Eligibility of Child Support For the peoples With Disabilities at Handa Law
Eligibility of Child Sup...
May 20, 2019, Admin

Eligibility of Child Support For the peoples With Disabilities
An Ontario Court of Justice case, Coates v Watson, has broadened the child support eligibility for adult children with disabilities of unmarried parents.

Previously, under Ontario’s Family Law Act governing unmarried parents, adult children were eligible for child support only if they are in full-time school. However, under the Divorce Act, an adult child who is unable to live independently due to disability, illness or other reason, is eligible for support.

In this case, the Judge adopted the Divorce Act wording, and matched the federal and the provincial legislation and brought them on an equal level. This ruling enables adult children with disabilities of unmarried parents to claim support who are not able to leave their parent’s care due to illness or any other reason.

Case Facts
In this case, Ms. Coates, an unmarried mother of an adult son with disabilities, successfully challenged her estranged partner in court and was awarded monthly child support of $518.14 for her disabled adult son, throughout his life.

Ms. Coates’ son, Joshua, has a rare genetic composition that prevents him from working and withdrawing from his mother’s care. He has many health problems that necessitate financial support and supervision throughout his life. Joshua has been a recipient of support payments from the Ontario Disability Support Program, Development Services Ontario and Brampton Caledon Community Living programs.

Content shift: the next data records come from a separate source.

PR #509, opened 2020-02-24
Restructure Cython interface

cndolo:
We are currently working on restructuring the Cython/Python side of NetworKit. The goal of this PR at this point is to see what changes to the current code will be necessary, and what final result may look like . The main aspects of this project are:
 
- Grouping the python code in to modules like the C++ code.
- Reducing the size of the `_Networkit.pyx` file significantly, if we are not able to do away with it completely.

We are deleting the [mesoscopicResponseFunction](https://github.com/networkit/networkit/blob/71c84de94443f5b260fe05b7a9605242579060ff/networkit/community.py#L163) of the `community` module as it does not work as it is.


michitux:
This looks good and I think this should allow to eliminate `_NetworKit.pyx` and make NetworKit extension modules possible which would be really great for student projects. Are there any problems with this approach?

cndolo:
@avdgrinten The graph related modules are done - maybe you would like to take a look at what has been done so far, and let me know what to change/avoid etc. going forward.

michitux:
Is there any reason why in some cases (in particular `graphtools` and `traversal`), everything is in the `.pyx` file and there is no `.pxd` file? Apart from that this looks good. It might be nicer to not to import everything in the global module namespace and possibly also move the C++ types into their own modules (such that we would not need to add the `_` prefix but could instead differentiate them based on the module), but I would suggest to change this later as I think separating the modules is more important than making this super nice and clean.

cndolo:
> Is there any reason why in some cases (in particular `graphtools` and `traversal`), everything is in the `.pyx` file and there is no `.pxd` file? 

The `.pxd` files contain extrernal declarations that will be used in other modules, whereas `.pyx` files can contain anything [1].  Hence, if we need to `cimport` anything, we need a `.pxd` file. As far as I could tell, the `Traversal` and `GraphTools` modules are not needed in other modules, so that's why there is no corresponding `.pxd`.
[1]: http://docs.cython.org/en/latest/src/userguide/sharing_declarations.html#definition-and-implementation-files

avdgrinten:
We also thought about separate modules for C++ wrappers but that requires an additional level of boilerplate (importing the C++ wrappers from the non-C++-wrappers). It's also not clear if it would really help to separate Cython and Python code (except by maybe decreasing the size of the generated `.so` files).

avdgrinten:
But if you have a convincing argument why Cython and Python code should be separated, please let us know.

cndolo:
I have marked this PR as ready for reviews.

networkit/structures.pxd
```diff
@@ -0,0 +1,78 @@
...
+from libcpp cimport bool as bool_t
+from libcpp.vector cimport vector
+from libcpp.map cimport map
+from libcpp.set cimport set
+from libcpp.string cimport string
+
+ctypedef uint64_t count
+ctypedef uint64_t index
+
+from .helpers cimport *
```
avdgrinten: Dito.

networkit/matching.pyx
```diff
@@ -0,0 +1,57 @@
+from _NetworKit import Matcher, PathGrowingMatcher
```
avdgrinten: Why are these declarations in the `.pyx` and not in the `.pxd`? Do we have a rationale for that? If not, we should probably write up a guideline. "Public" declarations go into the `.pxd` while implementation details go into `.pyx`?

Note that `structures` has all of its declarations in the `.pxd` file.

networkit/matching.pxd
```diff
@@ -0,0 +1,32 @@
+from libc.stdint cimport uint64_t
+from libcpp.vector cimport vector
+from libcpp cimport bool as bool_t
+
+ctypedef uint64_t count
+ctypedef uint64_t index
+ctypedef index node
+ctypedef double edgeweight
+
+from .helpers cimport *
```
avdgrinten: Dito.

networkit/graph.pyx
```diff
@@ -0,0 +1,1115 @@
+from cython.operator import dereference, preincrement
+from networkit.helpers import stdstring, pystring
+
+from .traversal import *
```
avdgrinten: Dito.

networkit/helpers.pxd
```diff
@@ -27,3 +27,7 @@ cdef extern from "<algorithm>" namespace "std":
 	pair[_Graph, vector[node]] move(pair[_Graph, vector[node]]) nogil
 	vector[pair[pair[node, node], double]] move(vector[pair[pair[node, node], double]]) nogil
 	vector[pair[node, node]] move(vector[pair[node, node]]) nogil
+
+#cdef extern from "<networkit/Globals.hpp>" namespace "NetworKit":
+
+#	index _none "NetworKit::none"
```
avdgrinten: ?

networkit/_NetworKit.pyx
```diff
@@ -48,15 +48,35 @@ from .base cimport Algorithm
...
+cdef extern from "<algorithm>" namespace "std":
+	void swap[T](T &a,  T &b)
+	_Graph move( _Graph t ) nogil # specialized declaration as general declaration disables template argument deduction and doesn't work
+	_Partition move( _Partition t) nogil
+	pair[_Graph, vector[node]] move(pair[_Graph, vector[node]]) nogil
+	vector[pair[pair[node, node], double]] move(vector[pair[pair[node, node], double]]) nogil
+	vector[double] move(vector[double])
+	vector[bool_t] move(vector[bool_t])
+	vector[pair[node, node]] move(vector[pair[node, node]]) nogil
+
```
avdgrinten: Why is this re-introduced into `_NetworKit.pyx`?

networkit/_NetworKit.pyx
```diff
@@ -204,737 +207,7 @@ cdef object toPoint2DVector(const vector[_Point2D]& v):
...
-		Parameters
-		----------
-		batch : list of GraphEvent.
-		"""
-		cdef vector[_GraphEvent] _batch
-		for ev in batch:
-			_batch.push_back(_GraphEvent(ev.type, ev.u, ev.v, ev.w))
-		(<_DynAPSP*>(self._this)).updateBatch(_batch)
-
+# TODO: expose all methods
```
avdgrinten: ?

networkit/centrality.pxd
```diff
@@ -1,27 +0,0 @@
...
-		vector[pair[node, double]] ranking() except +
-		double score(node) except +
-		double maximum() except +
-		double centralization() except +
-
-
-cdef class Centrality(Algorithm):
-	""" Abstract base class for centrality measures"""
-
-	cdef Graph _G
```
avdgrinten: Why is this deleted?

cndolo:
> I assume that commit [8c8570e](https://github.com/networkit/networkit/commit/8c8570e70bffbef62e036b7434c235222a89fa23) only removed stuff from `_NetworKit.pyx` and moves declarations in that file around? Are there any other changes to `_NetworKit.pyx`?

Correct. This is the initial commit where the `graph.*` files are created.

networkit/_NetworKit.pyx
cndolo: This was a mistake I made initially - I thought I could import these functions from outside of `_NetworKit.pyx` but I could not. In commit db6d351 the changes are reverted.

networkit/matching.pyx
cndolo: `Matcher` and `PathGrowingMatcher` are Python classes that were being imported from `_NetworKit.pyx`. Importing them in `matching.pxd` would have no effect in `matching.pyx`. However, in 6118db8fa91a95dcad9656a50950e3b46eba28d8  `matching` is finalised and all imports are in the `pxd` file.

networkit/centrality.pxd
cndolo: `centrality.pxd` was not necessary because no class needed a `cimport`.

networkit/_NetworKit.pyx
```diff
@@ -45,45 +45,22 @@ ctypedef double coordinate
 
 from .base cimport _Algorithm
 from .base cimport Algorithm
+from .graph cimport _Graph, Graph
+from .structures cimport _Cover, Cover, _Partition, Partition
+from .matching cimport _Matching, Matching
+from networkit.helpers cimport *
```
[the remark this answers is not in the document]
cndolo: It is resolved in a later commit.

networkit/traversal.pyx
```diff
@@ -0,0 +1,180 @@
...
+
+ctypedef uint64_t count
+ctypedef uint64_t index
+ctypedef index node
+ctypedef uint64_t edgeid
+ctypedef double edgeweight
+
+from .graph cimport _Graph, Graph
+from .helpers import *
+from .helpers cimport *
```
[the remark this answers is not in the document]
cndolo: It is resolved in a later commit.

networkit/structures.pxd
cndolo: This is resolved in a later commit.

networkit/matching.pxd
cndolo: This is resolved in a later commit.

networkit/graph.pyx
cndolo: This is resolved in a later commit.

networkit/helpers.pxd
cndolo: This was unnecessary, but is resolved in a later commit.

networkit/_NetworKit.pyx
cndolo: I believe this is the result of a rebase, however it is resolved in a later commit.

networkit/centrality.pxd
michitux: I would suggest to restore this as otherwise other extension modules cannot export further centrality classes based on this base class. While there are none in NetworKit itself, this change allows providing extensions to NetworKit that can be distributed independently of NetworKit itself.

networkit/matching.pyx
avdgrinten: So the rationale is: Python imports in .pyx, Cython imports in .pxd (and the latter become automatically visible in the .pyx)?

networkit/_NetworKit.pyx
avdgrinten: You could remove the comment using `rebase -i` (doesn't have a high priority but would be nice).

networkit/helpers.pxd
avdgrinten: This could be removed using `rebase -i`.

michitux:
Is there anything that prevents removing the remaining classes from `_NetworKit.pyx`?

networkit/centrality.pxd
cndolo: I'm not sure I agree as this increases the amounts of files we have but do not actually need. I assume we would apply this uniformly to all C++ classes, and not just to centrality.

michitux: The problem are only the Python classes that could be used as a base class as you cannot access the cdef-defined members in subclasses unless you can import their definition from a pxd file. Therefore, my argument primarily applies to all classes that are typically used as a base class and not all C++ classes. I think the number of classes this affects should be relatively low, maybe one or two per module. We can also do this later after merging this PR, this PR is already a huge improvement over the current state and should be merged as soon as possible in my opinion.

networkit/_NetworKit.pyx
cndolo: Done.

avdgrinten:
Regarding the public export of `_Centrality` and others: @michitux has a point there but this could be done gradually after this PR is merged. It could applied to all classes that (reasonably) serve as base classes.

avdgrinten:
Regarding _NetworKit.pyx: it is indeed not clear to me why the decision was made to keep these classes. Don't they fit into another module? Or is there a technical issue that prevents them from being moved? It would be nice to get rid of `_NetworKit.pyx`.

cndolo:
> Is there anything that prevents removing the remaining classes from `_NetworKit.pyx`?

Yes. When the two `dynamics` classes are moved to the dynamics Cython file, Cython throws the error: "Cannot inherit from incomplete type" coming from the graph class. I asked around and we didn't find a solution, so I left them there for now.

michitux:
The problem seem to be cyclic imports. The dynamics module then needs to import the graph class, the graph class imports base, and base imports dynamics for `DynAlgorithm`. As `DynAlgorithm` is currently not used anywhere, I suggest to simply remove it from the base module. I am currently trying to eliminate the `_NetworKit` extension module also from all other places and will then push my changes.

michitux:
I have just pushed a commit that eliminates `_NetworKit.pyx`. Further, I have started removing some traces from `_NetworKit` from setup.py. Possibly, this list of files to be cythonized could also be generated from the extension module specification. There are still a couple of issues left, though:

* [ ] The DevGuide (`docs/DevGuide.rst`) still mentions the `_NetworKit` extension and `_NetworKit.pyx`.
* [ ] Changing a `.pxd` file currently does not trigger Cython but this is definitely necessary. Further, contents of `.pxd` files that are included using `cimport` also need to trigger Cython so unfortunately this is non-trivial (e.g., if `graph.pxd` has been changed, Cython needs to be executed for `dynamics.pyx` as `dynamics.cpp` contains code that is generated from `graph.pxd` according to the comments in the file).
* [ ] `CMakeLists.txt` contains two checks for `_NetworKit`. I do not know if they can simply be removed or if they need to be adjusted for the new extension modules.

CMakeLists.txt
```diff
@@ -244,49 +244,77 @@ if (NETWORKIT_CLANG_TIDY)
 endif()
 
 if(NETWORKIT_PYTHON)
-	if(NOT EXISTS "${PROJECT_SOURCE_DIR}/networkit/_NetworKit.cpp")
-		message(FATAL_ERROR "networkit/_NetworKit.cpp is missing. Invoke Cython manually.")
-	endif()
+	 foreach (EXT base helpers structures matching graph traversal graphtools
+			 distance dynamics generators centrality community components graphio randomization
+			 linkprediction sparsification viz flow simulation coarsening scd correlation clique
+			 globals independentset engineering stats profiling/stat)
```
angriman, line 250: For better readability, please sort the modules in alphabetical order.

cndolo: I have done so as well as in `setup.py`.

fabratu:
Both if-clauses of `_Networkit` in `CMakeLists.txt` can be deleted. I also tested the restructuring against conda, spack and brew.

cndolo:
> Both if-clauses of `_Networkit` in `CMakeLists.txt` can be deleted. The restructuring also works with the conda, spack and brew packaging.

I have updated the CMakeLists.txt file.

fabratu:
> Changing a .pxd file currently does not trigger Cython but this is definitely necessary. Further, contents of .pxd files that are included using cimport also need to trigger Cython so unfortunately this is non-trivial (e.g., if graph.pxd has been changed, Cython needs to be executed for dynamics.pyx as dynamics.cpp contains code that is generated from graph.pxd according to the comments in the file).

For this part maybe it would be easiest to switch to the internal `cythonize`-function inside our custom `build_ext()`, since it designed to track dependencies (for reference: https://github.com/cython/cython/issues/3541). By exchanging line 178-179 https://github.com/cndolo/networkit/blob/restructure-cython-interface/setup.py#L178 with:

```
cythonize("networkit/*pyx", language="c++", language_level=3)
cythonize("networkit/profiling/*pyx", language="c++", language_level=3)
```

and importing at the beginning

```
from Cython.Build import cythonize
```

the compilation and installation of NetworKit from source worked fine. If for example `base.pxd` is changed, then the cythonize is triggering rebuild of 25 (out of 28) pyx-files:

```
python3 setup.py build_ext -j4
running build_ext
Warning: passing language='c++' to cythonize() is deprecated. Instead, put "# distutils: language=c++" in your .pyx or .pxd file(s)
Compiling networkit/base.pyx because it depends on networkit/base.pxd.
Compiling networkit/centrality.pyx because it depends on ./networkit/base.pxd.
Compiling networkit/clique.pyx because it depends on ./networkit/base.pxd.
Compiling networkit/coarsening.pyx because it depends on ./networkit/base.pxd.
Compiling networkit/community.pyx because it depends on ./networkit/base.pxd.
Compiling networkit/components.pyx because it depends on ./networkit/base.pxd.
Compiling networkit/correlation.pyx because it depends on ./networkit/base.pxd.
Compiling networkit/distance.pyx because it depends on ./networkit/base.pxd.
Compiling networkit/dynamics.pyx because it depends on ./networkit/base.pxd.
Compiling networkit/flow.pyx because it depends on ./networkit/base.pxd.
Compiling networkit/generators.pyx because it depends on ./networkit/base.pxd.
Compiling networkit/globals.pyx because it depends on ./networkit/base.pxd.
Compiling networkit/graph.pyx because it depends on ./networkit/base.pxd.
Compiling networkit/graphio.pyx because it depends on ./networkit/base.pxd.
Compiling networkit/graphtools.pyx because it depends on ./networkit/base.pxd.
Compiling networkit/helpers.pyx because it depends on ./networkit/base.pxd.
Compiling networkit/independentset.pyx because it depends on ./networkit/base.pxd.
Compiling networkit/linkprediction.pyx because it depends on ./networkit/base.pxd.
Compiling networkit/matching.pyx because it depends on ./networkit/base.pxd.
Compiling networkit/randomization.pyx because it depends on ./networkit/base.pxd.
Compiling networkit/scd.pyx because it depends on ./networkit/base.pxd.
Compiling networkit/simulation.pyx because it depends on ./networkit/base.pxd.
Compiling networkit/sparsification.pyx because it depends on ./networkit/base.pxd.
Compiling networkit/traversal.pyx because it depends on ./networkit/base.pxd.
Compiling networkit/viz.pyx because it depends on ./networkit/base.pxd.
[ 1/25] Cythonizing networkit/base.pyx
[ 2/25] Cythonizing networkit/centrality.pyx 
...
```

Don't know if thats solves the whole issue though.

avdgrinten:
> For this part maybe it would be easiest to switch to the internal `cythonize`-function inside our custom `build_ext()`, since it designed to track dependencies (for reference: [cython/cython#3541](https://github.com/cython/cython/issues/3541)). By exchanging line 178-179 https://github.com/cndolo/networkit/blob/restructure-cython-interface/setup.py#L178 with:
> 
> ```
> cythonize("networkit/*pyx", language="c++", language_level=3)
> cythonize("networkit/profiling/*pyx", language="c++", language_level=3)
> ```
Sounds like a good idea.

setup.py
```diff
@@ -349,7 +293,6 @@ def get_outputs(self):
 	platforms			= version.platforms,
 	classifiers			= version.classifiers,
 	cmdclass			= {'build_ext': build_ext},
-	ext_modules			= [Extension(m.replace('/', '.'), sources=[]) for m in extension_module_names],
```
avdgrinten: Why is this changed?

setup.py
```diff
@@ -114,69 +115,12 @@ def determineCompiler(candidates, std, flags):
...
-		print("{} cythonized" .format(filepath), flush=True)
-
 def buildNetworKit(install_prefix, externalCore=False, withTests=False, rpath=None):
 	# Cythonize file
-	for m in extension_module_names:
-		cythonizeFile("networkit/{}.pyx".format(m))
+	cythonize("networkit/*pyx", language_level=3)
+	cythonize("networkit/profiling/*pyx", language_level=3)
+        #for m in extension_module_names:
+	#	cythonizeFile("networkit/{}.pyx".format(m))
```
avdgrinten, line 123: Unnecessary.

networkit/stats.pyx
```diff
@@ -1,3 +1,5 @@
+# distutils: language=c++
```
avdgrinten, line 1: Why do we use this directive in favor of a command line switch?

fabratu: Using a command line switch is marked as deprecated (so also output from above). 

```
Warning: passing language='c++' to cythonize() is deprecated. Instead, put "# distutils: language=c++" in your .pyx or .pxd files
```
Personally I would favor the command line switch though ...

avdgrinten: Okay, if this causes a warning, we should indeed use the annotation.

setup.py
fabratu: Thought it will not be needed anymore, but it is for sdist. Will post an update.

PR #510, opened 2020-02-24
Fix travis error for macOS

fabratu:
This should fix the build-errors for travis for macOS 10.14 clang/llvm8[1]. 

[1] https://travis-ci.community/t/macos-build-fails-because-of-homebrew-bundle-unknown-command/7296/10

### DIFF
--- a/.travis.yml
+++ b/.travis.yml
@@ -21,6 +21,7 @@ jobs:
         homebrew:
           packages:
             - libomp
+          update: true
 
     - name: macOS 10.14, llvm 8
       env:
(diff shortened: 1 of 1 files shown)


avdgrinten:
The commit message has to be changed.

fabratu:
Besides, the mentioned deprecation of `brew bundle` is not correct. It was deprecated once (2014) and rewritten/reintroduced some time later. 

Also - this fix is more a workaround, since it increases the build-time for travis. In theory either brew bundle has to adapt (unlikely, since the breaking update removes old API) or travis. In either case we may remove this fix in the future.

avdgrinten:
Merging this since it restores the CI functionality.

PR #511, opened 2020-02-25
Refactor OpenMP library import during cmake

fabratu:
This changes how OpenMP is handled during cmake-phase. Tested for cmake 3.11, 3.13 and 3.15 on Linux (Ubuntu, CentOS) and macOS for both native and conda-environments (+ brew for macOS).

### DIFF
--- a/CMakeLists.txt
+++ b/CMakeLists.txt
@@ -117,27 +117,47 @@ if (NETWORKIT_COVERAGE)
   set(NETWORKIT_LINK_FLAGS "${NETWORKIT_LINK_FLAGS} --coverage")
 endif()
 
-# FindOpenMP.cmake does not reliably find a user installed openmp library
-# Following section manually sets the required fields for clang-like compiler
-if(("${CMAKE_CXX_COMPILER_ID}" STREQUAL "Clang") OR
-	"${CMAKE_CXX_COMPILER_ID}" STREQUAL "AppleClang")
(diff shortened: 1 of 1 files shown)


angriman:
Thanks, I think you can squash those commits into one.

avdgrinten:
What if `CONDA_PREFIX` doesn't exist?

fabratu:
Worst case this folder (since env `CONDA_PREFIX` is empty) the folder does not exist. In this case cmake just advances to the next entry.

However thanks for pointing me indirectly to some other problems - fixed those and squashed. Also integrated the support for default MacPorts-folder on macOS. Think I am finished now.

avdgrinten:
Well, as far as I see, it searches `/include` if the environment var doesn't exist, right? That's probably not a huge problem, but it is still somewhat strange. Should we put this HINT behind an `if`?

avdgrinten:
Also, what is the rationale for `HINTS` vs `PATHS`?

fabratu:
Didn't know that one before, but cmake suggests putting hard-coded paths behind `PATHS` and generated-paths behind `HINTS`[1].

[1] https://cmake.org/cmake/help/latest/command/find_library.html

avdgrinten:
LGTM now. This can be squashed to a single commit.

avdgrinten:
Fast tracking this because it fixes compilation issues.

PR #965, opened 2022-07-07
Clang format sources of linkprediction, matching, and numerics

angriman:


fabratu:
Yes, I noticed this error also on another PR. Currently looking into it.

Joshua’s father, Mr. Watson, acknowledged a support obligation for his son until he turned 18. He argued that he was not legally bound to support his son beyond this age because social assistance is available for him. Ms. Coates claimed that the funding received from the various public support programs fail to adequately cover Joshua’s medical and recreational expenses that cost up to $1400 a month. She claimed support from his father, Mr. Watson to bear about $800 or approximately half of the actual expenses.

The Decision And Legal Implications
The Judge concluded that section 31 of the Family Law Act violates Joshua’s section 15(1) Charter rights that guarantee that every individual is equal before the law and has the right to equal protection of the law without discrimination. The Judge concluded that the law discriminates between adult, disabled children of once-married parents and adult, disabled children of never married parents. Section 31 of the Family Law Act is not saved by section 1 of the Charter.

This decision gives hope to single parents caring for children with disabilities and opens the door for unmarried parents caring for adult children with disabilities to claim child support for them.